[Collected data entries]
=== Begin Enclosure ===
PR #812, opened 2023-11-18
Develop

yurovych:
https://yurovych.github.io/layout_landing-page/
i got  a remark about weird background of top-bar in menu section
So is was requied by ckecklist
there was a part of code that I had to use in mine fo creating this fixed top-bar with another background


loralevitska (changes requested):
Keep up the good work! Some comments to fix:
- make this number reachable 
image
- fix this according design 
image
- make all form field required
- disable form resize, it breaks design
image
- fix image overlap. add div wrapper to image and set it the `overflow: hidden` property
image

PR #820, opened 2023-11-20
prod

andriy-fesych:
[DEMO LINK](https://andriy-fesych.github.io/layout_landing-page/)


etojeDenys (changes requested):
1. disable the scroll when menu is open
image


2. make all fields in the form required
image

3. looks good, keep going

anastasiiavorobiova (changes requested):
Great start! 
Screenshot 2023-11-21 at 14 55 11
Screenshot 2023-11-21 at 14 56 14
* Check the sizes of your elements
* The menu should be scrollable if needed

andriy-fesych:
> The menu should be scrollable if needed

Fixed. Thank You for mentioning.

> Check the sizes of your elements

Sizes are according to mobile mockup. For up to 744px mobile mockup applied. 
[Here is the link to original mock up](https://www.figma.com/file/NZQAIydtHo5QkINyGLHNcq/BIKE-New-Version?type=design&node-id=0-1&mode=design&t=6vcsrKQje2KE0bNY-0)

andriy-fesych:
image
If You tilt your phone to horizontal orientation, my layout shows exactly how it should look like according to mobile mockup.

etojeDenys (changes requested):
looks good for mobile, keep going

andriy-fesych:
> looks good for mobile, keep going

Can You explain what else You want to be fixed please?

etojeDenys (changes requested):
1. set the height: 100vh to the header
2. we usually don't use vw for the font-size, 'cause it can looks strange on wide screens
image
try to fix that

maxim2310 (changes requested):

1. need to make first block on whole height of page(100vh)
2. if you make relative sizes for something need to set max value, because on wide screen it can be so large
3. also menu must be stretch on whole height 
image
4. need to check font weight here 
image
5. dont know if you want that it looks like, on my opinion better to stretch background and make common border 
image
6. when i hover on text field its jumping a bit 
image
7. need to set min width for prevent this behavior 
image
8. need to remove autofill styles 
image
9. need to add indent here like in design 
image

andriy-fesych:
> Great job overall! Just couple tiny things needs to be fixed before approval)
> 
> 1. need to make first block on whole height of page(100vh)

done: header height set to 100vh.

> 2. if you make relative sizes for something need to set max value, because on wide screen it can be so large

can You please provide an example of such behaviour with resolution mentioned? Checked on ultrawide, couldn`t find an issue. 

> 3. also menu must be stretch on whole height
>    image

Done. Stretched menu (nav) to 100vh. Scroll appears, if content does not fit in 100vh.

> 4. need to check font weight here
>    image

Font weight was off indeed👍. Fixed.

> 5. dont know if you want that it looks like, on my opinion better to stretch background and make common border
>    image

Although, there is no requirement for styling cards, fixed the border as per your recommendation. 

> 6. when i hover on text field its jumping a bit
>    image

Noted 👍. Fixed.

> 7. need to set min width for prevent this behavior
>    image

Noted 👍. Disabled user resizing option.

> 8. need to remove autofill styles
>    image

I can`t reproduce this on my PC. Can You tell me which OS and Browser You used for this?

> 9. need to add indent here like in design
>    image

Added indent.


Feel free to add comments.

IvanFesenko (approved):
Well done

PR #829, opened 2023-11-23
MyBiKE landing by maks-n

ghost:
[DEMO LINK](https://maks-n.github.io/layout_landing-page/)


DarkMistyRoom (changes requested):
Good job! Only a few comments:
- the number should also be a link
image

- fix the textarea font, it looks different than in the other fields
image

- add some bottom space to the menu to make it look good in the landscape mode
image

SanyaBratashchuk (approved):

PR #837, opened 2023-11-26
add task solution

marchukolha:
https://marchukolha.github.io/layout_landing-page/


volodymyr-soltys97 (changes requested):
Good start 👍 
Let's improve your page
1. Add the left and right indents for the content as on the design
image

2. Add a favicon on the page
image

3. Need to show the phone number when hovering this icon
image

4. Add a transition when this menu appears on the page
image

5. Add hover effects for all clickable elements
image

Keep going with other sections

marchukolha:
Thank you. 
1) I made a mobile version. The indents seem to be the same as in the sample mobile version. Please specify which ones.
2) I added the favicon from the Internet because I couldn't find it in the design.
3) There was no such topic in the lesson materials. Maybe it will be later? Because this is only lesson 3 of the module.
4) What exactly does the transition mean?
5) This is the mobile version. The template does not provide a hover effect for the mobile version. Or am I wrong?

SanyaBratashchuk (approved):

marchukolha:
Changed the indents in the header.
Replaced the icons with the required format.
Added hover effect to the menu.

Please check it out)

PR #839, opened 2023-11-29
add task solution

MarkMatiushechko:
- [DEMO LINK](https://MarkMatiushechko.github.io/layout_landing-page/)


src/styles/main.scss
```diff
@@ -1,3 +1,170 @@
...
+  left: 0;
+
+  opacity: 0;
+  pointer-events: none;
+}
+
+.page__menu:target {
+  opacity: 1;
+  pointer-events: all;
+}
```
l4st1m0za, line 28: It's better to use nesting as you have SCSS file which alows it. Try to implement it in all the possible places.

src/styles/main.scss
```diff
@@ -1,3 +1,170 @@
-body {
+// #region page
+.page {
+  font-family: Manrope, sans-serif;
+  color: #1B2129;
```
l4st1m0za, line 4: It's better not to use single colour name, but to use constant which represents the colour.

l4st1m0za (changes requested):
Great job! See the required changes. Also, it's better to use **.svg** instead of **.png** images. Continue working!

MarkMatiushechko:
[DEMO LINK](https://MarkMatiushechko.github.io/layout_landing-page/)

PR #844, opened 2023-11-29
My landing page

Svimpik:
(https://Svimpik.github.io/layout_landing-page/)


volodymyr-soltys97 (changes requested):
Good job 👍 
Let's improve your page
image

2. Need to show phone number when hovering this icon
image

3. Need to remove scroll when this menu is open
image

4. The indents on the right and left of all sections must be the same
image

5. Need to fix this block as on the design
Demo
image

Design
image

image

sTorba24 (approved):
Well done! I approve it

but add title page 'Nothing`

PR #853, opened 2023-12-03
add task solution

PavloStelmaschuk:
- [DEMO LINK](https://pavlostelmaschuk.github.io/layout_landing-page/)


anastasiia-tilikina (changes requested):
Continue your work!
As for home section I've noticed a couple of issues:

1. you should limit container width

your demo:
image

figma: 
image

2.  Your title seems to have wrong font-size on desktop.
3. Pls check img position on tablet. It differs from the design
4. menu should appear smothly
5. scroll should be disabled while menu is open.
6. don't forget add hover effects for all interactive elements

VitaliyBondarenko1982 (approved):
Looks good

PR #855, opened 2023-12-04
add task solution

IvanVaverchak:
[DEMO LINK](https://IvanVaverchak.github.io/layout_landing-page/)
=== End Enclosure ===
## [Try it]
Set the records above down again, exactly as they read.

## [Expected answer]
PR #812, opened 2023-11-18
Develop

yurovych:
https://yurovych.github.io/layout_landing-page/
i got  a remark about weird background of top-bar in menu section
So is was requied by ckecklist
there was a part of code that I had to use in mine fo creating this fixed top-bar with another background


loralevitska (changes requested):
Keep up the good work! Some comments to fix:
- make this number reachable 
image
- fix this according design 
image
- make all form field required
- disable form resize, it breaks design
image
- fix image overlap. add div wrapper to image and set it the `overflow: hidden` property
image

PR #820, opened 2023-11-20
prod

andriy-fesych:
[DEMO LINK](https://andriy-fesych.github.io/layout_landing-page/)


etojeDenys (changes requested):
1. disable the scroll when menu is open
image


2. make all fields in the form required
image

3. looks good, keep going

anastasiiavorobiova (changes requested):
Great start! 
Screenshot 2023-11-21 at 14 55 11
Screenshot 2023-11-21 at 14 56 14
* Check the sizes of your elements
* The menu should be scrollable if needed

andriy-fesych:
> The menu should be scrollable if needed

Fixed. Thank You for mentioning.

> Check the sizes of your elements

Sizes are according to mobile mockup. For up to 744px mobile mockup applied. 
[Here is the link to original mock up](https://www.figma.com/file/NZQAIydtHo5QkINyGLHNcq/BIKE-New-Version?type=design&node-id=0-1&mode=design&t=6vcsrKQje2KE0bNY-0)

andriy-fesych:
image
If You tilt your phone to horizontal orientation, my layout shows exactly how it should look like according to mobile mockup.

etojeDenys (changes requested):
looks good for mobile, keep going

andriy-fesych:
> looks good for mobile, keep going

Can You explain what else You want to be fixed please?

etojeDenys (changes requested):
1. set the height: 100vh to the header
2. we usually don't use vw for the font-size, 'cause it can looks strange on wide screens
image
try to fix that

maxim2310 (changes requested):

1. need to make first block on whole height of page(100vh)
2. if you make relative sizes for something need to set max value, because on wide screen it can be so large
3. also menu must be stretch on whole height 
image
4. need to check font weight here 
image
5. dont know if you want that it looks like, on my opinion better to stretch background and make common border 
image
6. when i hover on text field its jumping a bit 
image
7. need to set min width for prevent this behavior 
image
8. need to remove autofill styles 
image
9. need to add indent here like in design 
image

andriy-fesych:
> Great job overall! Just couple tiny things needs to be fixed before approval)
> 
> 1. need to make first block on whole height of page(100vh)

done: header height set to 100vh.

> 2. if you make relative sizes for something need to set max value, because on wide screen it can be so large

can You please provide an example of such behaviour with resolution mentioned? Checked on ultrawide, couldn`t find an issue. 

> 3. also menu must be stretch on whole height
>    image

Done. Stretched menu (nav) to 100vh. Scroll appears, if content does not fit in 100vh.

> 4. need to check font weight here
>    image

Font weight was off indeed👍. Fixed.

> 5. dont know if you want that it looks like, on my opinion better to stretch background and make common border
>    image

Although, there is no requirement for styling cards, fixed the border as per your recommendation. 

> 6. when i hover on text field its jumping a bit
>    image

Noted 👍. Fixed.

> 7. need to set min width for prevent this behavior
>    image

Noted 👍. Disabled user resizing option.

> 8. need to remove autofill styles
>    image

I can`t reproduce this on my PC. Can You tell me which OS and Browser You used for this?

> 9. need to add indent here like in design
>    image

Added indent.


Feel free to add comments.

IvanFesenko (approved):
Well done

PR #829, opened 2023-11-23
MyBiKE landing by maks-n

ghost:
[DEMO LINK](https://maks-n.github.io/layout_landing-page/)


DarkMistyRoom (changes requested):
Good job! Only a few comments:
- the number should also be a link
image

- fix the textarea font, it looks different than in the other fields
image

- add some bottom space to the menu to make it look good in the landscape mode
image

SanyaBratashchuk (approved):

PR #837, opened 2023-11-26
add task solution

marchukolha:
https://marchukolha.github.io/layout_landing-page/


volodymyr-soltys97 (changes requested):
Good start 👍 
Let's improve your page
1. Add the left and right indents for the content as on the design
image

2. Add a favicon on the page
image

3. Need to show the phone number when hovering this icon
image

4. Add a transition when this menu appears on the page
image

5. Add hover effects for all clickable elements
image

Keep going with other sections

marchukolha:
Thank you. 
1) I made a mobile version. The indents seem to be the same as in the sample mobile version. Please specify which ones.
2) I added the favicon from the Internet because I couldn't find it in the design.
3) There was no such topic in the lesson materials. Maybe it will be later? Because this is only lesson 3 of the module.
4) What exactly does the transition mean?
5) This is the mobile version. The template does not provide a hover effect for the mobile version. Or am I wrong?

SanyaBratashchuk (approved):

marchukolha:
Changed the indents in the header.
Replaced the icons with the required format.
Added hover effect to the menu.

Please check it out)

PR #839, opened 2023-11-29
add task solution

MarkMatiushechko:
- [DEMO LINK](https://MarkMatiushechko.github.io/layout_landing-page/)


src/styles/main.scss
```diff
@@ -1,3 +1,170 @@
...
+  left: 0;
+
+  opacity: 0;
+  pointer-events: none;
+}
+
+.page__menu:target {
+  opacity: 1;
+  pointer-events: all;
+}
```
l4st1m0za, line 28: It's better to use nesting as you have SCSS file which alows it. Try to implement it in all the possible places.

src/styles/main.scss
```diff
@@ -1,3 +1,170 @@
-body {
+// #region page
+.page {
+  font-family: Manrope, sans-serif;
+  color: #1B2129;
```
l4st1m0za, line 4: It's better not to use single colour name, but to use constant which represents the colour.

l4st1m0za (changes requested):
Great job! See the required changes. Also, it's better to use **.svg** instead of **.png** images. Continue working!

MarkMatiushechko:
[DEMO LINK](https://MarkMatiushechko.github.io/layout_landing-page/)

PR #844, opened 2023-11-29
My landing page

Svimpik:
(https://Svimpik.github.io/layout_landing-page/)


volodymyr-soltys97 (changes requested):
Good job 👍 
Let's improve your page
image

2. Need to show phone number when hovering this icon
image

3. Need to remove scroll when this menu is open
image

4. The indents on the right and left of all sections must be the same
image

5. Need to fix this block as on the design
Demo
image

Design
image

image

sTorba24 (approved):
Well done! I approve it

but add title page 'Nothing`

PR #853, opened 2023-12-03
add task solution

PavloStelmaschuk:
- [DEMO LINK](https://pavlostelmaschuk.github.io/layout_landing-page/)


anastasiia-tilikina (changes requested):
Continue your work!
As for home section I've noticed a couple of issues:

1. you should limit container width

your demo:
image

figma: 
image

2.  Your title seems to have wrong font-size on desktop.
3. Pls check img position on tablet. It differs from the design
4. menu should appear smothly
5. scroll should be disabled while menu is open.
6. don't forget add hover effects for all interactive elements

VitaliyBondarenko1982 (approved):
Looks good

PR #855, opened 2023-12-04
add task solution

IvanVaverchak:
[DEMO LINK](https://IvanVaverchak.github.io/layout_landing-page/)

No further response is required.